Try dividing numerator and denominator by something.terryds said:Homework Statement
lim x->∞ (2^x-5^x) / (3^x+5^x)
Choices :
a. -1
b. -2/3
c. 1
d. 6
e. 25
2. The attempt at a solution
Hmmm.. I really have no idea about this.. This is an unusual problem..
Please tell me...
Hmm..Raghav Gupta said:Try dividing numerator and denominator by something.
Use Delta2 hints and try writing the denominator.terryds said:Hmm..
I have no idea..
By what something ?
If I divide numerator and denominator by x, it will just make things more complicated
Since the 2^x/x can't be simplified more... (The bad thing is the x is the exponent, not in the number)
Delta² said:Hint: nominator can be written as ##5^x((\frac{2}{5})^x-1)##. Also denominator can be written in a very similar way.

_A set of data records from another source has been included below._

PR #2740, opened 2021-07-21
3586: set up production ab test

kpethtel:
**Story card:** [ch3586](https://app.clubhouse.io/simpledotorg/story/3586/test-in-sandbox)

## Because

We want to perform a test of the AB framework in production with real phone numbers to ensure end-to-end functionality.

## Implementation
- Ensure that `experiment` and `whatsapp_appointment_reminders` feature flags are on
- Find or create a User to enter into the seed script. I didn't add this to the script because I didn't want to create a test facility or add a user to a random facility. 
- Run seed script. Days till appointment should be at least 1 to allow for time to send notifications a day before the appointment. 
- Update patient phone numbers.
- Start experiment: ExperimentControlService.start_current_patient_experiment("production test", 0, 10)
  - the 0 and 10 shouldn't matter much because they're normally used to select patients. We just need to ensure that the experiment is active when we want messages to send. 
- assuming that all of this is done on Thursday before the end of the messaging window (4pm), we should be able to run the data setup script with `days_till_appointment` of 1, which will create the appointments for Friday. We'll already be past the cron job that schedules notifications for the day, but we can still send out notifications that day by running it manually:  `AppointmentNotification::ScheduleExperimentReminders.perfom_now`.


config/schedule.rb
```diff
@@ -50,7 +50,7 @@ def local(time)
 end
 
 every :day, at: local("07:00 am"), roles: [:cron] do
-  rake "appointment_notification:covid_medication_reminders[20000]"
```
kpethtel, line 53: This needs to be turned off regardless.

db/data/20210721181311_create_test_experiment.rb
```diff
@@ -0,0 +1,31 @@
...
+      control_group = experiment.treatment_groups.create!(description: "control")
+      treatment_group = experiment.treatment_groups.create!(description: "professional_request")
+      treatment_group.reminder_templates.create!(message: "notifications.set01.professional_request", remind_on_in_days: -1)
+      treatment_group.reminder_templates.create!(message: "notifications.set02.professional_request", remind_on_in_days: 0)
+      treatment_group.reminder_templates.create!(message: "notifications.set03.professional_request", remind_on_in_days: 1)
+
+      now = Time.current
+      user = User.last # we should find a user we can use or create a new one
+      patient = Patient.create!(id: SecureRandom.uuid, full_name: "Hari AB Tester", status: "active", device_created_at: now, device_updated_at: now, registration_user: user)
+      patient.phone_numbers.create!(id: SecureRandom.uuid, number: "this should not be in a public git", phone_type: "mobile", active: true, device_created_at: now, device_updated_at: now)
```
kpethtel, line 14: I don't want to add their phone numbers to git, so that may need to be a manual step. It would also be nice to have more than four users. It would be really sad if all four patients were put in the control group by chance.

db/data/20210721181311_create_test_experiment.rb
```diff
@@ -0,0 +1,31 @@
...
+      patient = Patient.create!(id: SecureRandom.uuid, full_name: "Srihari AB Tester", status: "active", device_created_at: now, device_updated_at: now, registration_user: user)
+      patient.phone_numbers.create!(id: SecureRandom.uuid, number: "this should not be in a public git", phone_type: "mobile", active: true, device_created_at: now, device_updated_at: now)
+      patient = Patient.create!(id: SecureRandom.uuid, full_name: "Pragati AB Tester", status: "active", device_created_at: now, device_updated_at: now, registration_user: user)
+      patient.phone_numbers.create!(id: SecureRandom.uuid, number: "this should not be in a public git", phone_type: "mobile", active: true, device_created_at: now, device_updated_at: now)
+
+      # create appointments during experiment window
+
+      ExperimentControlService.start_current_patient_experiment(experiment.name, 1, 5)
```
kpethtel, line 24: This might also be best as a manual step. It could even be added to `schedule.rb` for a specific date.

db/data/20210721181311_create_test_experiment.rb
```diff
@@ -0,0 +1,31 @@
...
+      experiment = Experimentation::Experiment.create!(name: "production test", experiment_type: "current_patients", state: "new")
+      control_group = experiment.treatment_groups.create!(description: "control")
+      treatment_group = experiment.treatment_groups.create!(description: "professional_request")
+      treatment_group.reminder_templates.create!(message: "notifications.set01.professional_request", remind_on_in_days: -1)
+      treatment_group.reminder_templates.create!(message: "notifications.set02.professional_request", remind_on_in_days: 0)
+      treatment_group.reminder_templates.create!(message: "notifications.set03.professional_request", remind_on_in_days: 1)
+
+      now = Time.current
+      user = User.last # we should find a user we can use or create a new one
+      patient = Patient.create!(id: SecureRandom.uuid, full_name: "Hari AB Tester", status: "active", device_created_at: now, device_updated_at: now, registration_user: user)
```
kpethtel, line 13: I'm not sure why some of our models don't automatically create uuids on save. I should look into it.

config/schedule.rb
```diff
@@ -50,7 +50,7 @@ def local(time)
...
+  AppointmentNotification::ScheduleExperimentReminders.perfom_now
```
rsanheim, line 53: I don't believe this will work, because this gets written to a plain old cron job via [whenever](https://github.com/javan/whenever).  You need to use `runner` to invoke Ruby like this.

db/data/20210721181311_create_test_experiment.rb
rsanheim: Huh, I didn't realize that was the case - I bet its because patients are often created on devices where they will already have a uuid created there.

db/data/20210721181311_create_test_experiment.rb
rsanheim: How about just put in a more-realistic fake number as a constant and wire that in as a phone number? Then whoever runs things can wire phone numbers manually.

db/data/20210721181311_create_test_experiment.rb
```diff
@@ -0,0 +1,31 @@
+class CreateTestExperiment < ActiveRecord::Migration[5.2]
+  def up
+    if CountryConfig.current_country?("India")
+      experiment = Experimentation::Experiment.create!(name: "production test", experiment_type: "current_patients", state: "new")
```
rsanheim, line 4: It may be worth pulling this out to a service object and calling it from this data migration -- that way you can easily run it locally and also add some tests to verify things.

kpethtel: That's probably a better idea, definitely easier to work with that.

config/schedule.rb
kpethtel: I'll make that change.

app/models/appointment.rb
```diff
@@ -40,6 +40,7 @@ class Appointment < ApplicationRecord
   validate :cancel_reason_is_present_if_cancelled
   validates :device_created_at, presence: true
   validates :device_updated_at, presence: true
+  validates :appointment_type, presence: true
```
kpethtel, line 43: I added this because I got database errors instead of validation errors when I tried saving an appointment.

app/services/experiment_control_service.rb
```diff
@@ -11,7 +11,12 @@ def start_current_patient_experiment(name, days_til_start, days_til_end, percent
 
       experiment.update!(state: "selecting", start_date: experiment_start.to_date, end_date: experiment_end.to_date)
 
-      eligible_ids = current_patient_candidates(experiment_start, experiment_end).shuffle!
+      eligible_ids = if name == "production test"
```
rsanheim, line 14: `production test` feels like it should be a constant.

lib/seed/production_experiment_test_seeder.rb
```diff
@@ -0,0 +1,28 @@
...
+    def self.call(user_id:, days_till_appointment: 1)
+      ExperimentSeeder.call(experiment_name: "production test", experiment_type: "current_patients")
+
+      now = Time.current
+      today = Date.current
+      user = User.find(user_id)
+      facility = user.registration_facility
+
+      patient = Patient.create!(id: SecureRandom.uuid, full_name: "Hari AB Tester", status: "active", device_created_at: now, device_updated_at: now, registration_user: user)
+      patient.phone_numbers.create!(id: SecureRandom.uuid, number: "8675309", phone_type: "mobile", active: true, device_created_at: now, device_updated_at: now)
```
rsanheim, line 12: constant for the fake number? In fact, we could probably just have an array of the `full_names` and loop thru them, it looks like everything is the same here...and then Nilenso can do the phone number updates manually afterwards.

rsanheim (approved):
Some feedback, but approving to unblock.

db/data/20210721181311_create_test_experiment.rb
harimohanraj89: Yup precisely. I don't know if we explored allowing the server to assign the UUID automatically if missing, though. Looks like we've taken the extreme approach of not even touching the thing.

app/services/experiment_control_service.rb
kpethtel: Fair. I was hoping this would only be temporary code, but we could leave it in as a long term testing option.

lib/seed/production_experiment_test_seeder.rb
kpethtel: That's also a valid point. I'll make that change.

lib/seed/production_experiment_test_seeder.rb
```diff
@@ -0,0 +1,24 @@
+module Seed
+  class ProductionExperimentTestSeeder
+    TEMPORARY_PHONE_NUMBER = "8675309"
```
rsanheim, line 3:
```suggestion
    TEMPORARY_PHONE_NUMBER = "0001234"
```

Might as well make sure this is really an invalid number, just in case.

rsanheim (approved):
LGTM, one minor thing re: fake phone number

lib/seed/production_experiment_test_seeder.rb
kpethtel: Done.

Also i think you know that for any ##0<a<1## it is ##\lim\limits_{x \to +\infty}a^x=0##. If you use all this info i believe you should be able to find the correct answer.
A limit at infinity problem is a type of mathematical limit that involves finding the value that a function approaches as its input or independent variable becomes infinitely large.
A limit at infinity problem differs from a regular limit problem in that the input or independent variable approaches infinity instead of a specific value. This requires a different approach and set of techniques to solve.
Solving a limit at infinity problem is important in understanding the behavior of a function as its input becomes increasingly large. It can also help in making predictions and analyzing real-world situations that involve very large values.
Some common techniques for solving a limit at infinity problem include using L'Hôpital's rule, factoring, rationalizing, and identifying dominant terms in polynomials. Other techniques such as substitution and using trigonometric identities may also be useful in certain cases.
While there are many techniques for solving a limit at infinity problem, there are some cases where a limit may not exist or be indeterminate. In these situations, further analysis or alternative methods may be necessary to find a solution.